───── Provided records

PR #2058, opened 2023-11-06
Stop worker loop executor on SIGTERM

### LINKED ISSUE #1999: Better handling of k8s SIGTERM when stopping workers
We've observed recently that worker pods can take more than 1h to get killed by kubernetes (see internal [slack thread](https://huggingface.slack.com/archives/C04L6P8KNQ5/p1697641144036899) for example).
According to the k8s docs, at one point it sends a TERM and then after a grace period a SIGKILL on all the running processes.
If this keeps happening we need to improve the way we handle those to kill the pods faster.

One idea is to catch SIGTERM in the worker executor (main python process of workers) that would stop the worker loop (its subprocess where the actual code runs).

albertvillanova:
Fix #1999.

### DIFF
--- a/services/worker/src/worker/executor.py
+++ b/services/worker/src/worker/executor.py
@@ -117,6 +117,9 @@ class WorkerExecutor:
         if exceptions:
             raise RuntimeError(f"Some async tasks failed: {exceptions}")
 
+    def stop(self, worker_loop_executor: OutputExecutor) -> None:
+        worker_loop_executor.stop()
+
     def get_state(self) -> Optional[WorkerState]:
         worker_state_file_path = self.state_file_path
         if not os.path.exists(worker_state_file_path):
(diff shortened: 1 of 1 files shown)


severo (approved):
I guess it's what we need (not a specialist).

Not sure if we really want it: do we want a test to be sure?

lhoestq (approved):
Awesome ! Would be cool to have a test indeed

albertvillanova:
Yes, I agree we should test this. However I don't know how to send a SIGTERM within a test, without terminating the test itself...

Any hint?

lhoestq:
Maybe run a subprocess from the test ?

albertvillanova:
I am afraid I was not able to implement the test. I would suggest:
- either somebody else pushes the test to this PR
- or we merge it as it is and create an issue to implement the test in a subsequent PR

severo:
I don't think I would be able to do it quickly either. Maybe @lhoestq. What do you think?

lhoestq:
Let's merge it, we'll see if it works the next time we deploy anyway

──────────

## Activity
Transcribe every record above exactly.

## Exercise output
PR #2058, opened 2023-11-06
Stop worker loop executor on SIGTERM

### LINKED ISSUE #1999: Better handling of k8s SIGTERM when stopping workers
We've observed recently that worker pods can take more than 1h to get killed by kubernetes (see internal [slack thread](https://huggingface.slack.com/archives/C04L6P8KNQ5/p1697641144036899) for example).
According to the k8s docs, at one point it sends a TERM and then after a grace period a SIGKILL on all the running processes.
If this keeps happening we need to improve the way we handle those to kill the pods faster.

One idea is to catch SIGTERM in the worker executor (main python process of workers) that would stop the worker loop (its subprocess where the actual code runs).

albertvillanova:
Fix #1999.

### DIFF
--- a/services/worker/src/worker/executor.py
+++ b/services/worker/src/worker/executor.py
@@ -117,6 +117,9 @@ class WorkerExecutor:
         if exceptions:
             raise RuntimeError(f"Some async tasks failed: {exceptions}")
 
+    def stop(self, worker_loop_executor: OutputExecutor) -> None:
+        worker_loop_executor.stop()
+
     def get_state(self) -> Optional[WorkerState]:
         worker_state_file_path = self.state_file_path
         if not os.path.exists(worker_state_file_path):
(diff shortened: 1 of 1 files shown)


severo (approved):
I guess it's what we need (not a specialist).

Not sure if we really want it: do we want a test to be sure?

lhoestq (approved):
Awesome ! Would be cool to have a test indeed

albertvillanova:
Yes, I agree we should test this. However I don't know how to send a SIGTERM within a test, without terminating the test itself...

Any hint?

lhoestq:
Maybe run a subprocess from the test ?

albertvillanova:
I am afraid I was not able to implement the test. I would suggest:
- either somebody else pushes the test to this PR
- or we merge it as it is and create an issue to implement the test in a subsequent PR

severo:
I don't think I would be able to do it quickly either. Maybe @lhoestq. What do you think?

lhoestq:
Let's merge it, we'll see if it works the next time we deploy anyway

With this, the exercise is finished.